5. 📣 Alerts: Email & Slack

This project includes automated alerting mechanisms for anomaly spikes and data drift, integrated into the daily_monitoring_dag DAG.

✅ Triggers for Alerts

  • 🔺 Anomaly Rate Alert: If anomaly rate exceeds a threshold (e.g. >10% of actors).
  • 🔁 Drift Detection Alert: If feature distributions change significantly over time.

🔔 Notification Channels

  • Email alerts (via smtplib)
  • Slack alerts (via Slack Incoming Webhooks)

🔧 Configuration

Set the following environment variables in your Airflow setup:

# .env or Airflow environment
ALERT_EMAIL_FROM=your_email@example.com
ALERT_EMAIL_TO=recipient@example.com
ALERT_EMAIL_PASSWORD=your_email_app_password
ALERT_EMAIL_SMTP=smtp.gmail.com
ALERT_EMAIL_PORT=587

SLACK_WEBHOOK_URL=https://hooks.slack.com/services/XXX/YYY/ZZZ

🛡️ Email app passwords are recommended over actual passwords for Gmail or Outlook.

📁 Alert Script

Logic is handled inside:

github_pipeline/monitor.py
alerts/alerting.py

These generate alert messages and send them through email and Slack if thresholds are breached.

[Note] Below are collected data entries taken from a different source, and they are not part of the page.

Issue #406, opened 2017-09-12
max_body_width setting of git task also is applied to commented lines


schmengler:
| Q               | A
| --------------- | ---
| Version         | 0.12.0
| Bug?            | yes
| New feature?    | no
| Question?       | no
| Documentation?  | no
| Related tickets | 

The `max_body_witdth` check for git commit messages should exclude lines starting with `#`. These are comments that do not end up in the commit and often are automatically generated with long lines, for example in merge commits or with a localized git installation.

**My configuration**
```yaml
# grumphp.yml
parameters:
    tasks:
        git_commit_message:
            max_subject_width: 80
            max_body_width: 80
```

**Steps to reproduce:**
```sh
# Generate empty folder
mkdir tmp
cd tmp
git init
echo "vendor" > .gitignore
pbpaste > grumphp.yml
composer require --dev phpro/grumphp

# Your actions

git commit --allow-empty -m "Test

# this looks like a long line, but it won't actually end up in the commit. I am writing random stuff now to reach the limit. Knowledge is power, France is bacon.
"
```

**Result:**
```
Line 3 of commit message has > 80 characters.
```

veewee:
Fixed in #407

PR #407, opened 2017-09-13
Ignore max body width for commented lines in the commit message

Landerstraeten:
| Q             | A
| ------------- | ---
| Branch        | master
| Bug fix?      | yes
| New feature?  | no
| BC breaks?    | no
| Deprecations? | no
| Documented?   | /
| Fixed tickets | #406

### DIFF
--- a/src/Task/Git/CommitMessage.php
+++ b/src/Task/Git/CommitMessage.php
@@ -164,6 +164,12 @@ class CommitMessage implements TaskInterface
 
         $errors = [];
         $lines = preg_split('/\R/u', $commitMessage);
+        foreach ($lines as $index => $line) {
+            if (strpos($line, '#') === 0) {
+                unset($lines[$index]);
+            }
+        }
+
         $subject = rtrim($lines[0]);
         $maxSubjectWidth = $config['max_subject_width'] + $this->getSpecialPrefixLength($subject);
 
@@ -172,10 +178,6 @@ class CommitMessage implements TaskInterface
         }
 
         foreach (array_slice($lines, 2) as $index => $line) {
-            if (strpos($line, '#') === 0) {
-                continue;
-            }
-
             if (mb_strlen(rtrim($line)) > $config['max_body_width']) {
                 $errors[] = sprintf(
                     'Line %u of commit message has > %u characters.',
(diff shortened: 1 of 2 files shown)


src/Task/Git/CommitMessage.php
```diff
@@ -172,6 +172,10 @@ private function enforceTextWidth(ContextInterface $context)
         }
 
         foreach (array_slice($lines, 2) as $index => $line) {
+            if (strpos($line, '#') === 0) {
```
veewee: It's also possible that the comment is above the message (e.g. if you rebase)
This might result in a subject line being a comment.

Maybe the comments should always be dropped before doing any of these commit message cehcks instead of only during the max length check?

src/Task/Git/CommitMessage.php
```diff
@@ -164,6 +164,12 @@ private function enforceTextWidth(ContextInterface $context)
 
         $errors = [];
         $lines = preg_split('/\R/u', $commitMessage);
+        foreach ($lines as $index => $line) {
```
jyggen: Maybe use `array_filter()`?
```php
$lines = array_filter($lines, function ($line) {
    return strpos($line, '#') !== 0;
});
```

src/Task/Git/CommitMessage.php
```diff
@@ -164,6 +164,12 @@ private function enforceTextWidth(ContextInterface $context)
...
+            if (strpos($line, '#') === 0) {
+                unset($lines[$index]);
+            }
+        }
+
         $subject = rtrim($lines[0]);
```
jyggen: This line will throw a notice if index 0 is filtered away above.

veewee: You cannot have an empty commit message right? Or are there some dark ways I don't know about ... ?

src/Task/Git/CommitMessage.php
veewee: I also think this removal should not be done inside the `enforceTextWidth()` method. It might also break other checks like e.g. `subjectHasTrailingPeriod()`. It's probably best to move this normalisation to a separate method and run that method here:
https://github.com/Landerstraeten/grumphp/blob/89ca2b71fe6073346ca00fec09109a1727795b7e/src/Task/Git/CommitMessage.php#L101

veewee:
Thanks for the PR @Landerstraeten

Kanti:
@veewee Could you plases release this bugfix. The bug is very disturbing
Thanks a lot!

6. ✅ CI/CD with GitHub Actions

The .github/workflows/ci.yml file runs on push:

  • ✅ black --check
  • ✅ flake8 (E501,W503 ignored)
  • ✅ pytest
  • ✅ (optional) Docker build

7. 🔍 Code Quality

Pre-commit hooks ensure style and linting:

pre-commit install
pre-commit run --all-files

Configured via:

  • .pre-commit-config.yaml
  • .flake8 (ignore = E501)

8. 🧪 Testing

This project includes both unit tests and a full integration test to ensure end-to-end pipeline functionality.

Run all tests:

PYTHONPATH=. pytest

All tests will automatically run under tests/ including:

Unit tests for:

  • Inference API (serve_model.py)
  • Feature engineering (feature_engineering.py)
  • Model training logic (train_model.py)

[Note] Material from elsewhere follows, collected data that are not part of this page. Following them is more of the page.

Issue #523, opened 2018-07-09
PHPCS task does not output errors


ctrl-f5:
| Q               | A
| --------------- | ---
| Version         | 0.14.1
| Question?       | yes
| Related issues | #487, #275

when running the phpcs task, I'm simply getting an X, but no actual errors are shown, is this intended behavior?
```
$ include/vendor/bin/grumphp run
GrumPHP is sniffing your code!
Running task 1/1: Phpcs... ✘

                                    _
                                   | |
 _   _  ___  _   _   ___ _   _  ___| | __
| | | |/ _ \| | | | / __| | | |/ __| |/ /
| |_| | (_) | |_| | \__ \ |_| | (__|   <
 \__, |\___/ \__,_| |___/\__,_|\___|_|\_\
  __/ |
 |___/
```

veewee:
Hi @ctrl-f5,

It should output the error message. Can you run the same command by adding the options `-vvv` to the cli. That way you can debug what command is executed for phpcs and why it does not output error messages.

veewee:
Hi @ctrl-f5,

Internally, it uses a formatter to parse the json to a text format:
https://github.com/phpro/grumphp/blob/master/src/Formatter/PhpcsFormatter.php

The format might have changed in a newer version of phpcs. Can you share me the version of phpcs?

ctrl-f5:
```
$ composer info squizlabs/php_codesniffer
name     : squizlabs/php_codesniffer
descrip. : PHP_CodeSniffer tokenizes PHP, JavaScript and CSS files and detects violations of a defined set of coding standards.
keywords : phpcs, standards
versions : * 3.2.3

```

ctrl-f5:
![ouput](https://user-images.githubusercontent.com/485346/42499574-6c6d3152-842f-11e8-9c6f-4ee0eeb5de0a.png)

It isn't getting any output from the process, I'll debug it further

ctrl-f5:
seems to be due to the sheer number of files or size of the output, when I restrict phpcs to just the config folder, it works as expected:

```
    phpcs:
      standard: "./dev/phpcs/phpcs.xml"
      whitelist_patterns:
        - /^config\/(.*)/
```

When doing a run of the complete codebase, it's appending more than 10K files to the command (command length is 650K chars)

veewee:
Hi @ctrl-f5,

It seems like you are hitting the maximum CLI input length. 
[...]

PR #524, opened 2018-07-10
allow tasks with large number of parameters to write command to file

ctrl-f5:
| Q             | A
| ------------- | ---
| Branch        | master
| Bug fix?      | no
| New feature?  | yes
| BC breaks?    | no
| Deprecations? | no
| Documented?   | yes
| Fixed tickets | #523

When running grump on an entire codebase instead of only on commit files, phpcs and phplint tasks receive a huge string of files, making the command too long for CLI.

To bypass this, write the command to a file and execute this.

Current implementation will only work on *nix, since it executes the file with `sh`

### DIFF
--- a/src/Task/Phpcs.php
+++ b/src/Task/Phpcs.php
@@ -41,7 +41,8 @@ class Phpcs extends AbstractExternalTask
             'severity' => null,
             'error_severity' => null,
             'warning_severity' => null,
-            'triggered_by' => ['php']
+            'triggered_by' => ['php'],
+            'use_cmd_tmp_file' => false
         ]);
 
         $resolver->addAllowedTypes('standard', ['null', 'string']);
@@ -54,6 +55,7 @@ class Phpcs extends AbstractExternalTask
         $resolver->addAllowedTypes('error_severity', ['null', 'int']);
         $resolver->addAllowedTypes('warning_severity', ['null', 'int']);
         $resolver->addAllowedTypes('triggered_by', ['array']);
+        $resolver->addAllowedTypes('use_cmd_tmp_file', ['bool']);
 
         return $resolver;
     }
@@ -96,6 +98,10 @@ class Phpcs extends AbstractExternalTask
         $arguments->addFiles($files);
 
         $process = $this->processBuilder->buildProcess($arguments);
+        if ($config['use_cmd_tmp_file']) {
+            $process = $this->processBuilder->proxyThroughTmpFile($process);
+        }
+        $process->run();
         $process->run();
 
         if (!$process->isSuccessful()) {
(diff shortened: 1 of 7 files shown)


src/Task/Phpcs.php
```diff
@@ -96,6 +98,10 @@ public function run(ContextInterface $context)
         $arguments->addFiles($files);
 
         $process = $this->processBuilder->buildProcess($arguments);
+        if ($config['use_cmd_tmp_file']) {
+            $process = $this->processBuilder->proxyThroughTmpFile($process);
+        }
+        $process->run();
         $process->run();
```
pfrenssen: Probably not necessary to run it twice here.

veewee:
Hi @ctrl-f5,

Thanks for the PR.
Since this problem occurs on multiple tasks, I would prefer to merge in a more generic approach. Something like:

- Configure a flag in the grumphp.yml file to enable the suggested tmp file execution, optionally with a max-cli-chars amount. (We can try to detect the default setting from the OS)
- When  the input is too long and the flag is configured: run the process through a tmp file
- When the input is short enough: run the process directly.

Would that be something you'dd be interested in adding to this project?

gsomoza:
@veewee I don't think that a generic approach is going to work, because each external process will receive large input in different ways. For example:

1. `phpcs` does support a `--file-list` argument that you can use to provide the list via a temporary file.
2.  but while `phplint` doesn't have that type of option, it can receive files via STDIN – the `--stdin` argument has to be use for that to work.

veewee:
Hi @gsomoza,

The code in this PR writes the complete CLI command to a tmp file and executes it by running `sh /tmp/file`. It does  not need to know how the tool works internally.

gsomoza:
Right, but that's also the reason why it only works in UNIX, right? 

Wouldn't we have a cross-platform solution if we update each task to receive input using the mass-input options that each external programs already supports? You could then accept PRs for that in a task-by-task basis.

The one I'd like to have this feature for is PHPLint: if the task *always* uses STDIN to pass the file list to the program, then you wouldn't even need to add an option to `grumphp.yaml` because it would work even for short file lists.

It's totally possible I'm missing on lots of details though, I'm not familiar at all with the mechanics around GrumPHP. Sorry if that's the case :) just my two cents

gsomoza:
> I don't think there is a general solution for the problem.

> Passing files through stdin is only possible if the tools support this + it might require additional input arguments.

The bottom line is that each tool implements input in a different way. There's no easy, cross-platform way of standardising that I know of, so I think the only reasonable solution is to implement mass-input options specifically for each plugin. If by doing that you find a pattern, it would always be possible to extract that pattern out into a more generic solution that only applies to the tools that support it – but I think the specific implementations come first.

Landerstraeten:
Any update on this one?

veewee:
Hi @ctrl-f5,

I've tested this and doesn't seem to work the way we expect it to work.
More information can be found in this repo:
https://github.com/veewee/long-cli-command/

Closing this one for now. Feel free to contact me if you have additional questions.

Integration test (test_pipeline_integration.py) for:

  • End-to-end flow using latest available local data:
  • processed → feature engineering → model inference

💡 These tests are also automatically run via pre-commit and GitHub Actions.

9. 📊 Streamlit Dashboard

The project includes an optional interactive Streamlit dashboard to visualize:

  • ✅ Latest anomaly predictions
  • 📈 Data drift metrics from the Evidently report
  • 🧑‍💻 Top actors based on GitHub activity
  • ⏱️ Activity summary over the last 48 hours

🔧 How to Run Locally

Make sure you have installed all dependencies via Pipenv, then launch the Streamlit app:

streamlit run streamlit_app.py

Once it starts, open the dashboard in your browser at:

http://localhost:8501

The app will automatically load:

  • The latest prediction file from data/features/
  • The latest drift report from reports/

Note: If these files do not exist, the dashboard will show a warning or empty state. You can generate them by running the Airflow pipeline or the monitoring scripts manually.

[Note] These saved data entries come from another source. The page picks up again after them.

Issue #508, opened 2018-05-19
Add PHP-Parser 4 support


vyshkant:
| Q               | A
| --------------- | ---
| Version         | `GrumPHP 0.14.0`
| Bug?            | no
| New feature?    | yes
| Question?       | no
| Documentation?  | no

I have one case of incompatibility with PhpParser 4, but there could be more.

The type of `\PhpParser\Node\Stmt\DeclareDeclare::$key` has been changed since `4.0.0` version of `PHP-Parser`.

We expect this property to be string:
https://github.com/phpro/grumphp/blob/60ed6970d432c889aba6316bfd223b22b139cb5b/src/Parser/Php/Visitor/DeclareStrictTypesVisitor.php#L26

but in `^4.0` version it is `PhpParser\Node\Identifier`: https://github.com/nikic/PHP-Parser/blob/9c18e3db49fa469f5feffe40dbd7b1ec2b61e41f/lib/PhpParser/Node/Stmt/DeclareDeclare.php#L9-L10

So strict comparison will always return `false`, which leads to unexpected behavior.

A quick-fix of my **single case** is to cast `$declare->key` to string (`PhpParser\Node\Identifier::__toString()` will return expected value):
```php
if ((string)$declare->key !== 'strict_types') { 
```

vyshkant:
Moreover: `symfony/maker-bundle v1.5.0 requires nikic/php-parser ^4.0`.

`symfony/maker-bundle` is provided by default with Symfony 4.0.

Landerstraeten:
Fixed

vyshkant:
@Landerstraeten can you please release this fix?

PR #525, opened 2018-07-11
Make detection of strict types compatible with PhpParser 4.

pfrenssen:
| Q             | A
| ------------- | ---
| Bug fix?      | no
| New feature?  | yes
| BC breaks?    | no
| Deprecations? | no
| Documented?   | no
| Fixed tickets | #508 

As described in #508 the visitor that checks the `declare(strict_types = 1);` directive currently only works with PhpParser 3 and below, and always fails on PhpParser 4.

This PR makes sure it is compatible with PhpParser 4 and above.


netlooker:
+1 - small and neat way of solving this annoying issue.

Issue #530, opened 2018-08-15
Allow array of failed / succeeded ascii art; choose one randomly


q0rban:
| Q               | A
| --------------- | ---
| Version         | `0.11.6`
| Bug?            | no
| New feature?    | yes
| Question?       | no
| Documentation?  | no
| Related tickets | comma-separated list of related tickets

It'd be fun to have an array of different ascii txt files, and have GrumPHP choose one randomly. For example, I'd like to have a random Mister Rogers quote:

```
parameters:
  ascii:
    failed: 
      - what-do-you-do-with-the-mad-that-you-feel.txt
      - anything-mentionable-is-manageable.txt
      - go-ahead-and-cry-im-here-to-be-with-you.txt
    succeeded:
     - you-are-special.txt
     - you-are-my-friend.txt
     - its-a-beautiful-day-in-the-neighborhood.txt
```

veewee:
Hi @q0rban 

It is simple to add, I'd accept a PR that adds this. Be sure to add tests and updated docs.

q0rban:
@veewee PR in #538! 😀

PR #538, opened 2018-08-31
Choose a random ascii if list is provided #530

q0rban:
| Q             | A
| ------------- | ---
| Bug fix?      | no
| New feature?  | yes
| BC breaks?    | no
| Deprecations? | no
| Documented?   | yes
| Fixed tickets | #530 

This pull requests allows users to provide a list of ascii files in their grumphp.yml. GrumPHP will choose one at random for each run.

### DIFF
--- a/src/Configuration/GrumPHP.php
+++ b/src/Configuration/GrumPHP.php
@@ -174,7 +174,7 @@ class GrumPHP
         // Deal with multiple ascii files by returning one at random.
         if (is_array($paths[$resource])) {
             shuffle($paths[$resource]);
-            $paths[$resource] = reset($paths[$resource]);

🐳 Optional: Run via Docker

You can also build and run the dashboard as a container (if desired):

Build the image:

docker build -t github-anomaly-dashboard -f Dockerfile.streamlit .

Run the container:

docker run -p 8501:8501 \
  -v $(pwd)/data:/app/data \
  -v $(pwd)/reports:/app/reports \
  github-anomaly-dashboard

Then open your browser at http://localhost:8501.

11. ☁️ Infrastructure as Code (IaC): MLflow Server with Terraform

This Terraform module provisions a Docker-based MLflow tracking server, matching the setup used in docker-compose.yaml, but on a different port (5050) to avoid conflicts.


📁 Directory Structure

  • infra/main.tf # Terraform configuration
  • README.md # This file

⚙️ Requirements

🚀 How to Use:

1. Navigate to the infra/ folder
cd infra
2. Initialize Terraform
terraform init
3. Apply the infrastructure
terraform apply # Confirm with yes when prompted.
4. 🔎 Verify

MLflow server will be available at:

http://localhost:5050

All artifacts will be stored in your project’s mlruns/ directory.

5. ❌ To Clean Up
terraform destroy

This removes the MLflow container provisioned by Terraform.

12. 🧹 Clean Code

All code follows:

  • PEP8 formatting via Black
  • Linting with Flake8 + Bugbear
  • Pre-commit hook enforcement

13. 🛠️ Makefile Usage

This project includes a Makefile that simplifies formatting, testing, building Docker containers, and running Airflow or the FastAPI inference app.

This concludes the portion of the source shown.